If hybrids were promoted as part of a larger plan to reduce automobile production by 95% and require that those few cars that are manufactured be hybrids (or get equivalent gas mileage), we could be far more enthusiastic about them. I don’t think that’s what Toyota and Honda have in mind. At least Philip-Morris pretends to believe that smoking is bad. The current fad for hybrids has more in common with a campaign to improve health by smoking low tar and nicotine cigarettes than it does with confronting the need to quit the addiction.
Sharing transportation

Shared rides and mass transit involve collective solutions rather than individual life style changes. There is so much hype that people should make the moral decision to car pool that it is easy to overlook the fact that ride sharing is a collective rather than an individual approach.

Car pooling, even with designated lanes, will have minimal environmental effects if the same number of people own cars and simply rotate whose turn it is to drive. Though it does reduce the number of cars on the road, it has no effect on the energy to manufacture cars and little, if any, effect on car ideology.

Hitchhiking is car pooling with a new friend. Since those who hitchhike are less likely to own cars, the practice helps combat the ideology of consumerism. Perhaps the greatest barrier to hitchhiking is that it can land you in jail. For politicians who whine that environmentally friendly transportation is too expensive, a zero-cost option would be repealing laws against hitchhiking. If corporate media had a genuine concern with global warming, they would suspend car ads and replace them with messages encouraging drivers to pick up hitchhikers.

Motor pooling goes beyond car pooling because it involves an intentional reduction in the number of cars. Many state agencies and businesses have cars that employees can reserve for job-related travel.

One of the most practical ways to decrease cars would be for housing cooperatives or co-housing groups to have a certain number of cars for every 100 families. People could use mass transit, bicycles or walking for the vast majority of their travel. They would reserve a car only for trips where mass transit was unlikely or they had things to haul. Mass transit must exist for motor pooling to effectively reduce the number of cars.

Mass transit is often promoted as one of the best options for energy reduction. The recognition is well-deserved.

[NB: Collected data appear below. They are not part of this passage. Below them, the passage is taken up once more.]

PR #24, opened 2024-01-12
Add mctp test infrastructure

jk-ozlabs:
This series implements a scriptable test infrastructure for mctpd, mocking both the netlink and AF_MCTP interfaces, to allow arbitrary kernel and external network state.

The majority of the code is a new pytest fixture, which provides small socket interface to an external program (in our case, mctpd), over which the netlink and MCTP communication can be simulated. This allows us to write fairly straightforward tests, including the example in this change:

```python
""" Test the SetupEndpoint dbus call

Using the default system & network ojects, call SetupEndpoint on our mock
endpoint. We expect the dbus call to return the endpoint details, and
the new kernel neighbour and route entries.
"""
async def test_setup_endpoint(dbus, mctpd):
    # shortcuts to the default system/network configuration
    iface = mctpd.system.interfaces[0]
    ep = mctpd.network.endpoints[0]

    # our proxy dbus object for mctpd
    mctp = await mctpd_mctp_obj(dbus)

    # call SetupEndpoint. This will raise an exception on any dbus error.
    (eid, net, path, new) = await mctp.call_setup_endpoint(iface.name, ep.lladdr)

    # ep.eid will be updated (through the Set Endpoint ID message); this
    # should match the returned EID
    assert eid == ep.eid

    # we should have a neighbour for the new endpoint
    assert len(mctpd.system.neighbours) == 1
    neigh = mctpd.system.neighbours[0]
    assert neigh.lladdr == ep.lladdr
    assert neigh.eid == ep.eid

    # we should have a route for the new endpoint too
    assert len(mctpd.system.routes) == 2
```

### DIFF
--- a/tests/conftest.py
+++ b/tests/conftest.py
@@ -1,0 +1,800 @@
+
+import array
+import trio
+import socket
+import struct
+import sys
+import os
+import uuid
+import errno
+from collections import namedtuple
+
+from pyroute2 import netlink
+from pyroute2.netlink import rtnl
+
+import pytest
+import asyncdbus
+
+AF_NETLINK = 16
+AF_MCTP = 45
+ARPHRD_MCTP = 290
+IFLA_MCTP_NET = 1
+
+MAX_SOCKADDR_SIZE = 56
+
+# can be serialised into a NLMSG_ERROR
+class NetlinkError(Exception):
+    def __init__(self, errno, msg = None):
+        self.errno = errno
+        self.msg = msg
+
+    def to_nlmsg(self, seq = 0):
+        resp = netlink.nlmsgerr()
+        resp['header']['sequence_number'] = seq
+        resp['header']['pid'] = 0
+        resp['header']['type'] = netlink.NLMSG_ERROR
+        resp['error'] = -self.errno
+        if self.msg:
+            resp['attrs'] = [['NLMSGERR_ATTR_MSG', self.msg]]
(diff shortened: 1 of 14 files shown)


tests/conftest.py
```diff
@@ -0,0 +1,793 @@
...
+
+    return Sysnet(system, network)
+
+@pytest.fixture
+async def dbus():
+    async with asyncdbus.MessageBus().connect() as bus:
+        yield bus
+
+@pytest.fixture
+async def mctpd(request, nursery, dbus, sysnet):
```
jk-ozlabs, line 789: hm, we probably don't need the `request` fixture here...

tests/conftest.py
```diff
@@ -0,0 +1,793 @@
...
+    async def start_mctpd(self, nursery):
+        nursery.start_soon(self.handle_control, nursery)
+        self.proc = await nursery.start(self.mctpd_proc, nursery)
+
+    def stop_mctpd(self):
+        if self.proc:
+            self.proc.terminate()
+
+    async def mctpd_proc(self, nursery, task_status = trio.TASK_STATUS_IGNORED):
+        # set up the signal listener
```
jk-ozlabs, line 731: This could probably do with some commenting on why we're interacting with dbus

jk-ozlabs:
Added @amboar 's patch for coverage data.

PR #25, opened 2024-01-12
Endpoint recovery fixes

amboar:
Here are a couple of fixes that were identified with slightly broader testing.

I've exercised these on an AST2600 EVB against a Micron 7450 drive. The drive supports `Get Endpoint UUID` but returns the nil UUID, which isn't terribly helpful, but we have the build feature to deal with it. The three recovery paths have been tested with:

1. Setting up the device's endpoint, removing device power, and leaving it unpowered until recovery fails
2. Building with `-Dunsafe-recover-nil-uuid=false`, setting up the device's endpoint, power-cycling the device, and then invoking a recovery. The original endpoint object was removed, and a new endpoint added, observed via `busctl monitor`
3. Building with `-Dunsafe-recover-nil-uuid=true`, setting up the device's endpoint, power-cycling the device, and then invoking a recovery. The original endpoint object remained, with a signal emitted for `Connectivity` returning to `Available`

### DIFF
--- a/src/mctpd.c
+++ b/src/mctpd.c
@@ -2281,27 +2281,17 @@ peer_endpoint_recover(sd_event_source *s, uint64_t usec, void *userdata)
 	 */
 	if (peer->recovery.eid != peer->eid) {
 		static const uint8_t nil_uuid[16] = {0};
+		bool uuid_matches_peer = false;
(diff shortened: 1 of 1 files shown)


jk-ozlabs:
LGTM, thanks!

Nevertheless, there is a downside to mass transit: a lightly loaded bus or train will use more energy per passenger than a car.

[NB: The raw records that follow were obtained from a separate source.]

PR #27, opened 2024-01-17
tests: mctpd endpoint recovery

amboar:
There are several paths of interest through recovery:

1. The device is immediately responsive despite the `Recover` invocation
2. The device fails to respond prior to Treclaim
3. The device is initially unresponsive but recovers before Treclaim
4. The device has been exchanged for another

Add test cases for all four.


jk-ozlabs:
Looks great, thanks!

PR #28, opened 2024-01-18
Use Github Actions for CI on pull requests

amboar:


include/linux/mctp.h
jk-ozlabs, line 1: We already have compat definitions in `src/mctp.h`, should be be pulling those in somewhere?

amboar: Ah I missed that, let me understand how that's used.

meson.build
```diff
@@ -80,12 +81,46 @@ configure_file(
...
+    # `sd_bus_default()` can be influenced to select the user session by setting
+    # `DBUS_STARTER_BUS_TYPE=user` in the environment. At this point with a
+    # naive approach we run up against 2, where `dbus-run-session` sanitises
+    # that configuration away
+    #
+    # Invoke pytest via a shell script under `dbus-run-session` so we can
+    # override the sanitation of `DBUS_STARTER_BUS_TYPE`, ensuring `test-mctpd`
+    # connects to the isolated session bus prepared by `dbus-run-session`.
+    pytest = find_program('pytest', required: tests)
+    script = 'export DBUS_STARTER_BUS_TYPE=user ; @0@ --tap'.format(pytest.full_path())
```
jk-ozlabs, line 118: Could we drop the extra `/bin/sh` step by setting the `env` of the `test()` call below?

jk-ozlabs: hm, apparently not:

dbus-run-session(1):

> The variables DBUS_SESSION_BUS_PID, DBUS_SESSION_BUS_WINDOWID, DBUS_STARTER_BUS_TYPE and DBUS_STARTER_ADDRESS are removed from the environment, if present.

jk-ozlabs: ... might help if I read the comment above properly :D

amboar: Can you unpack that thought a little more?

Does the suggestion account for the commentary between 105-116?

amboar: haha, comment race!

PR #29, opened 2024-01-22
Type support

admiyo:
The type code had been hard-coded to 0, which is for MCTP command messages.  However, SPDM requires a type code of 5.  this adds a command line parameter to set the type code.  It leaves the default as 0 if the type parameter is absent.

The second commit removes the error message that comes  back if the request and response are not parallel in size.  This check is only relevant for echo messages, and does not apply for MCTP command or SPDM messages.


admiyo:
I see now that this pretty much echos the "generic" MR which is better documented, and has some feed back.  I will merge in this effort with that one.

PR #33, opened 2024-02-06
Improve checks for MCTP control protocol messages

jk-ozlabs:
This series implements more checking on MCTP control protocol responses: that they have the correct opcode and IID values from the request.

In doing so, we use a common error checking path.


jk-ozlabs:
I have some improvements in mind for this, converting to draft.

Auto companies have done their best to push car addiction and undermine mass transit. In the 1940s auto companies bought up several urban rail systems and ran them into the ground. Many US bus systems are so awful that it takes over two hours for what would be less than a 30 minute car ride. This includes long waits in weather that is often cold or wet.

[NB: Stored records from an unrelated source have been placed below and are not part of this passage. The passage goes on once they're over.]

PR #867, opened 2022-09-11
Convert clickable to tsx (and related)

hadasfa:


src/components/Button/__tests__/button.jest.tsx
```diff
@@ -1,18 +1,25 @@
 import React from "react";
-import { render, fireEvent, cleanup } from "@testing-library/react";
-import Button from "../Button";
+import { render, fireEvent, cleanup, RenderResult } from "@testing-library/react";
+import Button, { ButtonProps } from "../Button";
 
 const text = "Click Me!";
 const className = "test-class";
+const mockOnClick = jest.fn();
```
laviomri, line 7: this might be dangerous - the mock's state is never reset between tests. Consider calling `jest.resetAllMocks()` in an `afterEach`, or creating a new mock yourself in a `beforeEach`

src/components/Clickable/Clickable.tsx
```diff
@@ -0,0 +1,91 @@
+/* eslint-disable jsx-a11y/no-noninteractive-tabindex */
```
laviomri, line 1: how many of these errors did you have in this file? perhaps consider moving this `eslint-disable` to each relevant line (assuming there aren't too many)?

src/components/Clickable/Clickable.tsx
```diff
@@ -0,0 +1,91 @@
...
+  children?: string | ReactNode | null | [ReactNode];
+  role?: AriaRole;
+  enableTextSelection?: boolean;
+  onMouseDown?: MouseEventHandler<HTMLDivElement>;
+  ariaHidden?: boolean;
+  ariaLabel?: string;
+  tabIndex?: string | number;
+  style?: CSSProperties;
+  /**
+   *     Backward compatibility for props naming - please do not use
```
laviomri, line 27: Consider notating it - https://jsdoc.app/tags-deprecated.html
```suggestion
   * @deprecated Backward compatibility for props naming - please do not use
```

src/hooks/useKeyboardButtonPressedFunc.js
```diff
@@ -6,7 +6,7 @@ const KEYDOWN_ENTER_EVENT = 13;
 export function useKeyboardButtonPressedFunc(onClick) {
   return useCallback(
     e => {
-      if (e.keyCode === KEYDOWN_SPACE_EVENT || e.keyCode === KEYDOWN_ENTER_EVENT) {
+      if ((onClick && e.keyCode === KEYDOWN_SPACE_EVENT) || e.keyCode === KEYDOWN_ENTER_EVENT) {
         onClick(e);
```
laviomri, line 10: something seems a bit off - if `onClick === undefined`, and `e.keyCode === KEYDOWN_ENTER_EVENT`, we will call `onClick(e)` even though `onClick` is undefined. Didn't TypeScript shout on this?
in any case, I think you can do the following -
```suggestion
      if ([KEYDOWN_ENTER_EVENT, KEYDOWN_SPACE_EVENT].includes(e.keyCode)) {
        onClick?.(e);
```

src/types/VibeBaseButtonComponentProps.ts
```diff
@@ -0,0 +1,15 @@
...
+  /** Callback function to run when the button is clicked */
+  onClick?: MouseEventHandler<HTMLElementType>;
+  /** aria controls - receives id for the controlled region */
+  ariaControls?: string;
+  /** Whether the button should be disabled or not */
+  disabled?: boolean;
+  /** aria to be set if the popup is open */
+  ariaHasPopup?: React.HTMLProps<HTMLElementType>["aria-haspopup"];
+  /** aria to be set if the popup is open */
+  ariaExpanded?: boolean;
```
laviomri, line 14: making sure - do both `ariaHasPopup` and `ariaExpanded` have the same description?
If so, should they always have the same value?
And, if so, why do we need both of them at the same time?

hadasfa: I Admit I copy paste old description which was not accurate, will be fixed

src/components/Button/ButtonConstants.ts
```diff
@@ -25,10 +25,9 @@ export type Size = typeof SIZES[keyof typeof SIZES] | keyof typeof OLD_BUTTON_SI
 // Support old sizes (backward compatible)
 export const getActualSize = (size?: Size) => {
   if (size && size in OLD_BUTTON_SIZES) {
-    //  Element implicitly has an 'any' type because expression of type 'Size' can't be used to index type
-    //  '{ readonly sm: "small"; readonly md: "medium"; readonly lg: "large"; }'.
-    //   Property 'xxs' does not exist on type '{ readonly sm: "small"; readonly md: "medium"; readonly lg: "large"; }'.
-    // @ts-expect-error
+    // @ts-expect-error: Element implicitly has an 'any' type because expression of type 'Size' can't be used to index type
+    //     //  '{ readonly sm: "small"; readonly md: "medium"; readonly lg: "large"; }'.
+    //     //   Property 'xxs' does not exist on type '{ readonly sm: "small"; readonly md: "medium"; readonly lg: "large"; }'.
```
sahariko, line 30: The reason we add to `@ts-expect-error`s is an opportunity to explain in human language why we put it there, copying the TS error in its entirety kinda misses that point IMO.

src/components/Clickable/Clickable.tsx
```diff
@@ -0,0 +1,91 @@
...
+import VibeBaseButtonComponentProps from "../../types/VibeBaseButtonComponentProps";
+import VibeComponent from "../../types/VibeComponent";
+import "./Clickable.scss";
+
+const CSS_BASE_CLASS = "monday-style-clickable";
+const bemHelper = BEMClass(CSS_BASE_CLASS);
+
+export interface ClickableProps extends VibeBaseButtonComponentProps<HTMLElement> {
+  elementType?: ElementType;
+  children?: string | ReactNode | null | [ReactNode];
```
sahariko, line 18: Did you mean array of `ReactNode`?

```suggestion
  children?: string | ReactNode | null | ReactNode[];
```

What you wrote originally means "an array with a single item that is a `ReactNode`", meaning if an array of 2 or more `ReactNode`s is passed, TS would throw an error.

src/components/Clickable/Clickable.tsx
```diff
@@ -0,0 +1,91 @@
...
+      tabIndex = 0,
+      disabled,
+      style,
+      // Backward compatibility for props naming
+      dataTestId,
+      "data-testid": dataTestIdUpdated
+    },
+    ref
+  ) => {
+    const overrideTabIndex = tabIndex && +tabIndex;
```
sahariko, line 56: This line of code is super duper confusing.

Biofuels and hybrids actively undermine development of environmentally friendly mass transit in two ways. To be effective, mass transit must have a large number of users. Promotion of individual modes of transportation lowers the average occupancy on buses and trains. In addition, low costs for mass transit are based on people living in close proximity. Since biofuels and hybrids fail to reduce land use for parking lots, they help spread out space needed for living and working, thereby working against the high density that mass transit depends on.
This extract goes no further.